Chega um dia em que se rompe o "ego", parece que o peito pulsa desesperado, pedindo para parar... A respiração vem reticente, não sabe se fica ou se pede desculpa por ter iniciado, por não ter abortado os sonhos antes que tomassem corpo! Jogar-se do nono piso, andar que moro e desconheço, pois nem tempo tenho para isso! Será que as pessoas têm sete vidas?

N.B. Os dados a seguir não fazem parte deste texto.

PR #108, opened 2020-09-21
APIS-5332 Fix for nested array of structs and testing

mmandolesi-g:


bridgetlane (approved):

generate/avro_test_data/nested.go
```diff
@@ -0,0 +1,14 @@
+package avro_test_data
+
+type Nested struct {
+	FactCheckClaims []struct {
+		Claim          string `json:"claim"`
+		Rating         string `json:"rating"`
+		Author         string `json:"author"`
+		Date           string `json:"date"`
+		AppearanceURLs []struct {
```
tkuhlman, line 9: This file is built with anonymous nested structs. It would be good to have a 2nd file where the nested structs where named. The same schema can generate that if you use the `-nestedStructs=false` flag.

tkuhlman (commented):
The change looks good to me, but I did look for the other named nested structs style of test like Zac recommends and don't see that being run. I expect it will work but I think adding that would be best for completion.

zacaudette (approved):

generate/avro_helpers_test.go
```diff
@@ -52,13 +52,25 @@ func TestBuildAvroHelperFunctions(t *testing.T) {
...
+		{
+			description: "nested array structs",
+			name:        "Nested",
+			filename:    "nested.go",
+			wantPath:    "nested_avro.go",
+		},
+		{
+			description: "nested array structs with named nested structs",
+			name:        "Nested",
+			filename:    "nonest/nested.go",
```
tkuhlman, line 64: "nonest/nested" nice naming :)

tkuhlman (approved):

PR #112, opened 2020-12-11
Setup github actions for testing and remove TravisCI

zacaudette:


.github/workflows/test.yml
```diff
@@ -0,0 +1,36 @@
+name: test
+
+on:
+  push:
+    branches: [ master ]
+  pull_request:
+    branches: [ master ]
```
tkuhlman, line 7: Lets run it on all pull requests

.github/workflows/test.yml
```diff
@@ -0,0 +1,36 @@
...
+        with:
+          path: ~/go/pkg/mod
+          key: ${{ runner.os }}-$GITHUB_REPOSITORY-${{ hashFiles('**/go.mod') }}
+      - name: install dependencies
+        run: go mod download
+      - name: go vet
+        run: go vet ./...
+      - name: go test race
+        run: go test -v -race -parallel 4 -coverprofile=covprofile -covermode=atomic ./...
+      - name: install goveralls
```
tkuhlman, line 29: I'm fine with ditching coveralls but that can be discussed and made another PR

.github/workflows/test.yml
```diff
@@ -0,0 +1,36 @@
...
+      - uses: actions/setup-go@v2
+        with:
+          go-version: '^1.15.5'
+      - uses: actions/checkout@v2
+      - uses: actions/cache@v2
+        with:
+          path: ~/go/pkg/mod
+          key: ${{ runner.os }}-$GITHUB_REPOSITORY-${{ hashFiles('**/go.mod') }}
+      - name: install dependencies
+        run: go mod download
```
tkuhlman, line 24: I don't think this is needed at all, go test will pull modules it needs.

tkuhlman (commented):
👍🏼 to ditching Travis. Some nice follow ups to this would be automatic tagging.

.github/workflows/test.yml
zacaudette: Agreed, with the mgspack, avro, and some of the generated code there is a lot that won't be tested.

tkuhlman (approved):

PR #113, opened 2021-01-25
APIS-5332 Add removeHTML operation for transforms

mmandolesi-g:


transform/operations.go
```diff
@@ -311,6 +313,25 @@ func (c *toCamelCase) transform(raw interface{}) (interface{}, error) {
...
+// removeHTML is a transformOperation which removes all html from a string.
+type removeHTML struct {
+	args map[string]string
+}
+
+func (c *removeHTML) init(args map[string]string) error {
+	return nil
+}
+
+func (c *removeHTML) transform(raw interface{}) (interface{}, error) {
```
CesarRosasGlobant, line 325: why not use a function that always accepts a string instead of convert the interface{} to string?

mmandolesi-g: That's how it's defined in the interface: https://github.com/GannettDigital/jstransform/blob/9da0e360189861fb47c1bd257367473864203ade/transform/transform.go#L24. Has to accept many different types, not just string.

transform/operations_test.go
```diff
@@ -449,6 +449,23 @@ func TestCurrentTime(t *testing.T) {
...
+			description: "Working case one",
+			in:          "Japanese man calls for a trial by combat when talking to his wife's <br>mother in law<br> &",
+			want:        "Japanese man calls for a trial by combat when talking to his wife's mother in law &",
+		},
+		{
+			description: "Working case two",
+			in:          "<div><br>++Japanese <i>man</i> Collin D'Oliver Murasame <strong>calls for a trial by combat when talking</strong> to his wife<custom>",
+			want:        "++Japanese man Collin D'Oliver Murasame calls for a trial by combat when talking to his wife",
+		},
+	}
```
gannett-ggreer, line 464: There are cases over in https://github.com/GannettDigital/content-api-authoring/pull/262 that failed replacement and would make good unit tests here.

CesarRosasGlobant (approved):
Looks good for me

tomtoday (approved):

PR #114, opened 2021-05-21
APIS-5905_add string to float64 transform

erikturner:


barberta (approved):

transform/transform.go
```diff
@@ -80,6 +80,8 @@ func (ti *transformInstruction) UnmarshalJSON(data []byte) error {
 			op = &toCamelCase{}
 		case "removeHTML":
 			op = &removeHTML{}
+		case "stringToFloat":
+			op = &stringToFloat64{}
```
gannett-ggreer, line 84: Any reason these should be different?  Rest of these are consistent.

transform/operations.go
```diff
@@ -335,6 +335,29 @@ func (c *removeHTML) transform(raw interface{}) (interface{}, error) {
...
+
+func (c *stringToFloat64) transform(raw interface{}) (interface{}, error) {
+	in, ok := raw.(string)
+	if !ok {
+		return nil, errors.New("stringToFloat64 only supports strings")
+	}
+
+	f, err := strconv.ParseFloat(in, 64)
+	if err != nil {
+		return nil, errors.New("error converting string to float64")
```
mmandolesi-g, line 355: You have `err` which is useful to pass up. Use `fmt.Errorf()` and wrap the `err` with some extra context.

PR #115, opened 2021-05-21
Apis 5905_update case statement, change error

erikturner:


transform/operations.go
```diff
@@ -347,12 +347,12 @@ func (c *stringToFloat64) init(args map[string]string) error {
 func (c *stringToFloat64) transform(raw interface{}) (interface{}, error) {
 	in, ok := raw.(string)
 	if !ok {
-		return nil, errors.New("stringToFloat64 only supports strings")
+		return nil, fmt.Errorf("stringToFloat64 only supports strings")
```
gannett-ggreer, line 350: No need to `fmt.Errorf` if you're not using a format (`%`), although I suggest using `%T` here to print out the type that the function did get.

mmandolesi-g: Ya i like printing out the type.

erikturner: updated

transform/operations.go
```diff
@@ -347,12 +347,12 @@ func (c *stringToFloat64) init(args map[string]string) error {
...
 	in, ok := raw.(string)
 	if !ok {
-		return nil, fmt.Errorf("stringToFloat64 only supports strings")
+		return nil, errors.New("stringToFloat64 only supports strings")
 	}
 
 	f, err := strconv.ParseFloat(in, 64)
 	if err != nil {
-		return nil, fmt.Errorf("error converting string to float64: %v", err)
+		return nil, fmt.Errorf("error converting string to float64: %T", err)
```
gannett-ggreer, line 355: You still need `%v` on this one because the `err` isn't a type.  The `%T` was for the first error printing, using `raw` as the argument.

transform/operations.go
```diff
@@ -347,12 +347,12 @@ func (c *stringToFloat64) init(args map[string]string) error {
 func (c *stringToFloat64) transform(raw interface{}) (interface{}, error) {
 	in, ok := raw.(string)
 	if !ok {
-		return nil, fmt.Errorf("stringToFloat64 only supports strings")
+		return nil, errors.New("stringToFloat64 only supports strings")
```
mmandolesi-g: Change this one to `fmt.Errorf("stringToFloat64 only supports strings, raw type: %T, raw")` or something like that.

transform/operations.go
mmandolesi-g, line 355: Keep this one as `fmt.Errorf("error converting string to float64: %v", err)`.

mmandolesi-g (approved):

PR #122, opened 2022-03-03
SDGT-192

jeffbum:
Fix handling of nested array transforms.

A bug has been found in jstransform in which values are not properly accessed when dealing with nested arrays and literal data type outputs instead of objects.

https://jira.gannett.com/browse/SDGT-192


jeffbum:
There is a test failing on master (generate_test.go --> nested.go) due to the description field in the json schema. Is this something you would want me to fix as well in this PR. Or open another ticket ?

transform/transformer_test.go
```diff
@@ -467,7 +487,7 @@ func TestSaveValue(t *testing.T) {
 }
 
 func TestTransformer(t *testing.T) {
-	const parallelRuns = 4
+	const parallelRuns = 1
```
gannett-ggreer, line 490: One of the points of this test is to make sure multiple transforms can run from the same transformer concurrently, so changing this to `1` defeats the purpose of the test.

gannett-ggreer:
The changes to `generate/generate_test_data/generated/nested.go` and `generate/generate_test_data/nonest/nested.go` look unnecessary, if I revert their test's `DescriptionAsStructTag` flag back to what it was before.  Did you have a specific need to change that value in those tests?

transform/transformer_test.go
jeffbum: ah yes. missed this in the post-clean up. will change back.

transform/utils.go
```diff
@@ -159,16 +159,19 @@ func convertString(raw interface{}) (interface{}, error) {
...
+func extractTransformInstructions(raw json.RawMessage, transformIdentifier, path string, instanceType string) (*transformInstructions, error) {
 	rawTransformInstruction, _, _, err := jsonparser.Get(raw, "transform", transformIdentifier)
 	if err != nil && err != jsonparser.KeyPathNotFoundError {
 		return nil, fmt.Errorf("failed to extract raw instance transform: %v", err)
 	} else if len(rawTransformInstruction) == 0 {
 		return nil, nil
 	}
-
 	splits := strings.Split(path, ".")
 	parentPath := strings.Join(splits[:len(splits)-1], ".")
```
DirtySoc, line 170: could move this into an else block after the if to avoid the .Join if not needed.

jeffbum: good call out. done.

transform/utils.go
```diff
@@ -159,16 +159,21 @@ func convertString(raw interface{}) (interface{}, error) {
...
 	}
-
 	splits := strings.Split(path, ".")
-	parentPath := strings.Join(splits[:len(splits)-1], ".")
+	var parentPath string
+	// check if last 3 bytes are "[*] and last 4 are not ".[*]"
+	if instanceType == "scalar" && strings.HasSuffix(path, "[*]") && !strings.HasSuffix(path, ".[*]") {
+		parentPath = path
+	} else {
+		parentPath = strings.Join(splits[:len(splits)-1], ".")
```
gannett-ggreer, line 175: If you're going to move this here then you should move the `splits :=` line too because it isn't used anywhere else but this line.

jeffbum: moved.

transform/utils.go
```diff
@@ -159,16 +159,21 @@ func convertString(raw interface{}) (interface{}, error) {
...
 	if err != nil && err != jsonparser.KeyPathNotFoundError {
 		return nil, fmt.Errorf("failed to extract raw instance transform: %v", err)
 	} else if len(rawTransformInstruction) == 0 {
 		return nil, nil
 	}
-
-	splits := strings.Split(path, ".")
-	parentPath := strings.Join(splits[:len(splits)-1], ".")
+	var parentPath string
+	var splits []string
```
gannett-ggreer, line 170: No need to keep `splits` declared here, just use `splits :=` again in the `else`.

jeffbum: Ah yes. Sorry about that.

gannett-ggreer (approved):

barberta (approved):

PR #1064, opened 2017-09-14
imag-diary: per diary timed config

matthiasbeyer:
The config file can be used to set a diary to create timed or non-timed entries.

Compiles and tested. But I would like to test it a bit more before merging, especially whether cli-overrides-config works.


matthiasbeyer:
> Compiles and tested. But I would like to test it a bit more before merging, especially whether cli-overrides-config works.

Yes, I can override this setting, but I cannot disable the setting from the commandline, which should be the way this should work IMO.

PR #1080, opened 2017-09-16
Do not use "imag" namespace in header

### LINKED ISSUE #1077: libimagentrytag uses wrong header location

matthiasbeyer:
Closes #1077


matthiasbeyer:
So basically we're running into a `EntryAlreadyBorrowed` error here. I wonder why that is.

PR #1111, opened 2017-09-23
libimagentrylink: Add helper to delete links based on predicate

matthiasbeyer:


matthiasbeyer:
It seems like we don't actually need this functionality, so why keep it?

PR #1121, opened 2017-09-30
Initial import of imag-mv

matthiasbeyer:


matthiasbeyer:
Moving basically works, though not into collections that do not exist yet.

Should be fixed before this gets merged.

PR #1130, opened 2017-10-12
Imag annotate/init

### LINKED ISSUE #687: imag-notes/libimagnotes: Annotations
Would be a good idea/feature to be able to

```
imag notes annotation --add example/entry
```

which does nothing more than create a note entry in the store, maybe named with a hash of the path of the entry to annotate. Then, the user can add a note (as usual) and afterwards, this note is linked to the `example/entry` via `libimagentrylink`.

Of course, other arguments for the `annotation` subcommand might be added:
- `--list` - list annotations for an entry (including some identifier for each, possibly the hash)
- `--delete` - delete annotations (by either selecting from a list or non-interactively by hash)
- `--show` - show annotations for an entry

possibly more...

---

The hash mentioned above should be unique for _each_ annotation. So using the `hash(path(file_to_annotate))` wouldn't be enough, as it would yield the same hash for two different annotations. The contents of the annotation is also not good, IMHO, as this would yield complex code when annotations should be immutable and an annotation should really be just the combination of `imag note` and `imag link`. So maybe the time when the annotation was created...

---

The args mentioned above might even be subcommands for the `annotation` subcommand themselves, each having arguments on their own.

---

The `annotation` subcommand is rather hard to type, so an alias should be provided. I would vote for `ann` or `anno`.

---

I guess this is not that hard to implement, as almost the complete infrastructure for this is already there, but it is not done in an eyeblink either.

---

@asuivelentine wanna have something not-so-small to work on? This could be something for you, if you want!

matthiasbeyer:
Waiting for #1129 to be merged, as this one is based on #1129.

Closes #687

### DIFF
--- a/Cargo.toml
+++ b/Cargo.toml
@@ -1,6 +1,7 @@
 [workspace]
 members = [
     "bin/core/imag",
+    "bin/core/imag-annotate",
     "bin/core/imag-gps",
     "bin/core/imag-grep",
     "bin/core/imag-link",
--- a/bin/core/imag-annotate/Cargo.toml
+++ b/bin/core/imag-annotate/Cargo.toml
@@ -1,0 +1,30 @@
+[package]
+name = "imag-annotate"
+version = "0.5.0"
+authors = ["Matthias Beyer <mail@beyermatthias.de>"]
+
+description = "Part of the imag core distribution: imag-annotate command"
+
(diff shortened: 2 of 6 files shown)


matthiasbeyer:
Tested on the commandline, guess that's enough for the first step. Ready to merge.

"Faça isso, faça aquilo, não faça isso!" Esses demônios me esfolam os ouvidos, ficam me cutucando; tolhem meu senso, me enterram em grosso cimento, antes mesmo do funeral! Então, deixe que eu apresse esse evento, com minha própria imaginação!

Eh... vou me jogar mesmo, experimentar o vácuo, testar se existe, de fato, o perigo... a gente anda por aí mesmo, esbarrando no medo, no risco... pensando em não mais voltar; quem sabe eu desapareça?! Em meio ao caos que me espia por baixo, desaparecerei mesmo. Vou naufragar de ponta a cabeça, falecer, ficar bem inerte, vou procurar um esconderijo de todos que me perseguem! Completamente sem sinal: nem verde, nem amarelo, muito menos vermelho! Andar por aí livremente, isenta de taxas e condutas, sem esperar que outros passem, sem correrias... apenas mudar percurso, e mais que viver, andar indiferente!!

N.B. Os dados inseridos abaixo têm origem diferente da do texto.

PR #1110, opened 2017-09-23
Libimagcontact/init

matthiasbeyer:
Initial draft for `libimagcontact`, for implementing `imag-contact` later.

PR #1132, opened 2017-10-12
Imag contact/init

matthiasbeyer:
Based  on #1110 and still WIP. I have not even tested it yet, but I'm ready to "announce" that I'm working on this module ...


matthiasbeyer:
This works so far, though the hash ref stuff does not yet work as intended. The content hash gets printed but the path hash is required to be able to fetch the entry later on.

matthiasbeyer:
Needs rebase after #1141

matthiasbeyer:
This works now.

@mario-kr and @asuivelentine would you like to play with it? I have not yet added an option to add a new contact, because I am not sure how that should work, especially where to place the generated `vcf` file. We do not create it in the store, of course... I guess the best idea would be to add a config option where to place new `vcf` files... maybe even a list of folders and a commandline switch which one to choose.

What do you think?

matthiasbeyer:
Should wait for #1146

matthiasbeyer:
Rebased and squashed everything.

Não venham tentar me impedir não! Recuso corpo de bombeiros, recuso telefonemas de amigos...

P

U

L

E

I

E foi tão triste...

Mas...

sobre-

vivi

a essas linhas de angústia...

Foi triste ter pulado do mundo da covardia, para só depois romper com uma vida medíocre!

Eu tive que saltar do alto para poder parar em pé, sem abismos...

Mais que dar a volta por cima, eu salto dos problemas... Eh! Eu pulei lá do andar da confusão, refleti... Saltei figuradamente e vim parar no paraíso! Um "suicídio" desses com dublês, e essas falas nem eram minhas! Só para depois a gente parar e apreciar ainda mais "a real vida"! Essa que ninguém paga, que ninguém apaga, e com ela todos temos compromisso!